• Instructions for the task: Each line shown below should be copied exactly.
■ ■ ■
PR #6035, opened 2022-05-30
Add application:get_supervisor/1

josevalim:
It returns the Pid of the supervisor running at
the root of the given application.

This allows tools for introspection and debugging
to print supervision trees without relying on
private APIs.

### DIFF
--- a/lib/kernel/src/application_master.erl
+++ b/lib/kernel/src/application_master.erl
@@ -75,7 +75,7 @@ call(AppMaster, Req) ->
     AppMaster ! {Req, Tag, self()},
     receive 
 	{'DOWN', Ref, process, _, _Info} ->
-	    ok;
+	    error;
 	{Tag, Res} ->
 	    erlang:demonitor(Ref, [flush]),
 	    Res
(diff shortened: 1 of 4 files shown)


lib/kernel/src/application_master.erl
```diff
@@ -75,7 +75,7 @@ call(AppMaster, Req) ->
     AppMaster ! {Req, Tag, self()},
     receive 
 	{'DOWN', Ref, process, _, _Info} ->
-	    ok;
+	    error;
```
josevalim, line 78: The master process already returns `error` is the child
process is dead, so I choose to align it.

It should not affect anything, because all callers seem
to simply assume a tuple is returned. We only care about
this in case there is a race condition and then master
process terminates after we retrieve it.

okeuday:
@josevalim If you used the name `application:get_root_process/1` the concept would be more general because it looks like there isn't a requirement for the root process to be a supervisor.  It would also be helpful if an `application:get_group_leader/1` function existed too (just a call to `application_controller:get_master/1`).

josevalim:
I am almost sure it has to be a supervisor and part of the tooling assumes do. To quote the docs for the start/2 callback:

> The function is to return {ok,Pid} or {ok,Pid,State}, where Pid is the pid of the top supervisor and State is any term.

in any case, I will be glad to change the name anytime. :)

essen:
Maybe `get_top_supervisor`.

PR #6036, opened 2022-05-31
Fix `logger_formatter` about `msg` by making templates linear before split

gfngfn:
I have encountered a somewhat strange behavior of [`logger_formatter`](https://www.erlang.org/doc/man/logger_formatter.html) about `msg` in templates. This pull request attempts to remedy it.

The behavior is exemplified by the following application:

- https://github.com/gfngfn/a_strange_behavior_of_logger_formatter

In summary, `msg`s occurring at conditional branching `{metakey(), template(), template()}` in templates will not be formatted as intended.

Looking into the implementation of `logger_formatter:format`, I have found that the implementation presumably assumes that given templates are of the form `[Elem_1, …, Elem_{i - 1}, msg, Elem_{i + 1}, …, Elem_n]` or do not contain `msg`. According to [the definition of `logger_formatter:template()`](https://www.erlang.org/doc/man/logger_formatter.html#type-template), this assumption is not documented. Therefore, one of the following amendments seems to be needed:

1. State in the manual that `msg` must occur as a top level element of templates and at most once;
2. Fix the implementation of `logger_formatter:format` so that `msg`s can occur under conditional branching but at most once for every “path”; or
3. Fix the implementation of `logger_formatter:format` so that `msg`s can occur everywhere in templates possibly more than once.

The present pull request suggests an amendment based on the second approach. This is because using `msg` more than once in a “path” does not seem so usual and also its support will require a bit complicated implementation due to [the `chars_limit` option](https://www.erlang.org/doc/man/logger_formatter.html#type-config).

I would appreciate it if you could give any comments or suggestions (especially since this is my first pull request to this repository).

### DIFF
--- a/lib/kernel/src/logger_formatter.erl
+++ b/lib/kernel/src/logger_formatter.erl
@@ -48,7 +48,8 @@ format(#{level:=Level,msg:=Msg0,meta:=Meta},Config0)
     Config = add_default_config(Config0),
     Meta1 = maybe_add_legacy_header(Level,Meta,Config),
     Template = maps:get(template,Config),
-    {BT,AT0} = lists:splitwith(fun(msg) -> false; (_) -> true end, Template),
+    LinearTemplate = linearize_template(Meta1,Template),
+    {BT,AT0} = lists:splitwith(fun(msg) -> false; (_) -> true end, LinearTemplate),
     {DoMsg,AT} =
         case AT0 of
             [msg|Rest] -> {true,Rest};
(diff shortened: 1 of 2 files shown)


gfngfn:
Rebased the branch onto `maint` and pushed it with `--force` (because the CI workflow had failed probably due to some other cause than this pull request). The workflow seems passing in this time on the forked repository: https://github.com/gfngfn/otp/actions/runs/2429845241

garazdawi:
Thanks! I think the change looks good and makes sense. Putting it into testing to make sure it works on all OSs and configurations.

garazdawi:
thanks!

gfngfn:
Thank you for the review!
■ ■ ■
• Exercise solution:
PR #6035, opened 2022-05-30
Add application:get_supervisor/1

josevalim:
It returns the Pid of the supervisor running at
the root of the given application.

This allows tools for introspection and debugging
to print supervision trees without relying on
private APIs.

### DIFF
--- a/lib/kernel/src/application_master.erl
+++ b/lib/kernel/src/application_master.erl
@@ -75,7 +75,7 @@ call(AppMaster, Req) ->
     AppMaster ! {Req, Tag, self()},
     receive 
 	{'DOWN', Ref, process, _, _Info} ->
-	    ok;
+	    error;
 	{Tag, Res} ->
 	    erlang:demonitor(Ref, [flush]),
 	    Res
(diff shortened: 1 of 4 files shown)


lib/kernel/src/application_master.erl
```diff
@@ -75,7 +75,7 @@ call(AppMaster, Req) ->
     AppMaster ! {Req, Tag, self()},
     receive 
 	{'DOWN', Ref, process, _, _Info} ->
-	    ok;
+	    error;
```
josevalim, line 78: The master process already returns `error` is the child
process is dead, so I choose to align it.

It should not affect anything, because all callers seem
to simply assume a tuple is returned. We only care about
this in case there is a race condition and then master
process terminates after we retrieve it.

okeuday:
@josevalim If you used the name `application:get_root_process/1` the concept would be more general because it looks like there isn't a requirement for the root process to be a supervisor.  It would also be helpful if an `application:get_group_leader/1` function existed too (just a call to `application_controller:get_master/1`).

josevalim:
I am almost sure it has to be a supervisor and part of the tooling assumes do. To quote the docs for the start/2 callback:

> The function is to return {ok,Pid} or {ok,Pid,State}, where Pid is the pid of the top supervisor and State is any term.

in any case, I will be glad to change the name anytime. :)

essen:
Maybe `get_top_supervisor`.

PR #6036, opened 2022-05-31
Fix `logger_formatter` about `msg` by making templates linear before split

gfngfn:
I have encountered a somewhat strange behavior of [`logger_formatter`](https://www.erlang.org/doc/man/logger_formatter.html) about `msg` in templates. This pull request attempts to remedy it.

The behavior is exemplified by the following application:

- https://github.com/gfngfn/a_strange_behavior_of_logger_formatter

In summary, `msg`s occurring at conditional branching `{metakey(), template(), template()}` in templates will not be formatted as intended.

Looking into the implementation of `logger_formatter:format`, I have found that the implementation presumably assumes that given templates are of the form `[Elem_1, …, Elem_{i - 1}, msg, Elem_{i + 1}, …, Elem_n]` or do not contain `msg`. According to [the definition of `logger_formatter:template()`](https://www.erlang.org/doc/man/logger_formatter.html#type-template), this assumption is not documented. Therefore, one of the following amendments seems to be needed:

1. State in the manual that `msg` must occur as a top level element of templates and at most once;
2. Fix the implementation of `logger_formatter:format` so that `msg`s can occur under conditional branching but at most once for every “path”; or
3. Fix the implementation of `logger_formatter:format` so that `msg`s can occur everywhere in templates possibly more than once.

The present pull request suggests an amendment based on the second approach. This is because using `msg` more than once in a “path” does not seem so usual and also its support will require a bit complicated implementation due to [the `chars_limit` option](https://www.erlang.org/doc/man/logger_formatter.html#type-config).

I would appreciate it if you could give any comments or suggestions (especially since this is my first pull request to this repository).

### DIFF
--- a/lib/kernel/src/logger_formatter.erl
+++ b/lib/kernel/src/logger_formatter.erl
@@ -48,7 +48,8 @@ format(#{level:=Level,msg:=Msg0,meta:=Meta},Config0)
     Config = add_default_config(Config0),
     Meta1 = maybe_add_legacy_header(Level,Meta,Config),
     Template = maps:get(template,Config),
-    {BT,AT0} = lists:splitwith(fun(msg) -> false; (_) -> true end, Template),
+    LinearTemplate = linearize_template(Meta1,Template),
+    {BT,AT0} = lists:splitwith(fun(msg) -> false; (_) -> true end, LinearTemplate),
     {DoMsg,AT} =
         case AT0 of
             [msg|Rest] -> {true,Rest};
(diff shortened: 1 of 2 files shown)


gfngfn:
Rebased the branch onto `maint` and pushed it with `--force` (because the CI workflow had failed probably due to some other cause than this pull request). The workflow seems passing in this time on the forked repository: https://github.com/gfngfn/otp/actions/runs/2429845241

garazdawi:
Thanks! I think the change looks good and makes sense. Putting it into testing to make sure it works on all OSs and configurations.

garazdawi:
thanks!

gfngfn:
Thank you for the review!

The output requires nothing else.